---------- THE DATA
PR #292, opened 2016-08-31
Added settings for queue peeker delay

### LINKED ISSUE #271: add code API for controlling QueuePeeker peek interval
https://github.com/Particular/NServiceBus.SqlServer/blob/3.0.0-Beta2/src/NServiceBus.SqlServer/Receiving/QueuePeeker.cs#L47

propose supported range: 100ms to 10s

HEskandari:
Resolves #271

### DIFF
--- a/src/NServiceBus.SqlServer/Receiving/QueuePeeker.cs
+++ b/src/NServiceBus.SqlServer/Receiving/QueuePeeker.cs
@@ -7,9 +7,10 @@
 
     class QueuePeeker : IPeekMessagesInQueue
     {
-        public QueuePeeker(SqlConnectionFactory connectionFactory)
+        public QueuePeeker(SqlConnectionFactory connectionFactory, QueuePeekerOptions settings)
         {
             this.connectionFactory = connectionFactory;
+            this.settings = settings;
         }
 
         public async Task<int> Peek(TableBasedQueue inputQueue, RepeatedFailuresOverTimeCircuitBreaker circuitBreaker, CancellationToken cancellationToken)
@@ -26,7 +27,7 @@
 
                     if (messageCount == 0)
                     {
-                        await Task.Delay(peekDelay, cancellationToken).ConfigureAwait(false);
+                        await Task.Delay(settings.Delay, cancellationToken).ConfigureAwait(false);
                     }
                 }
             }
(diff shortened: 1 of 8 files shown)


HEskandari:
@Particular/sqlserver-transport-maintainers Please review.

src/NServiceBus.SqlServer/Receiving/QueuePeekerOptions.cs
```diff
@@ -0,0 +1,41 @@
...
+            }
+
+            Delay = delay;
+        }
+
+        static void Validate(TimeSpan delay)
+        {
+            if (delay < TimeSpan.FromMilliseconds(100))
+            {
+                var message = "Delay requested is invalid. The value should be greater than 100 ms and less than 10 seconds.";
```
tmasternak: Can we have a single message for both cases?

src/NServiceBus.SqlServer/Receiving/QueuePeeker.cs
```diff
@@ -42,9 +43,9 @@ public QueuePeeker(SqlConnectionFactory connectionFactory)
             return messageCount;
         }
 
-        SqlConnectionFactory connectionFactory;
+        readonly SqlConnectionFactory connectionFactory;
```
SzymonPobiega: redundant `readonly`

tmasternak:
@HEskandari I think we need a doco for the new method as well

tmasternak:
We should be passing the setting also to `LegacyQueuePeeker`

HEskandari:
@tmasternak oh forgot that one completely :) I'll update.

tmasternak:
The current approach will set the same peek interval for all queues which I think is good. (just confirming ;))

src/NServiceBus.SqlServer/Receiving/QueuePeekerOptions.cs
HEskandari: @tmasternak wouldn't that be confusing if the message says the value is "invalid" but still runs? That was why I have used a slightly different wording.

tmasternak: That makes sense @HEskandari. Thanks for clarification.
--------------------
ASSIGNMENT -
Where a line of the records has the string "Particular", return that line.

RESPONSE -
https://github.com/Particular/NServiceBus.SqlServer/blob/3.0.0-Beta2/src/NServiceBus.SqlServer/Receiving/QueuePeeker.cs#L47
@Particular/sqlserver-transport-maintainers Please review.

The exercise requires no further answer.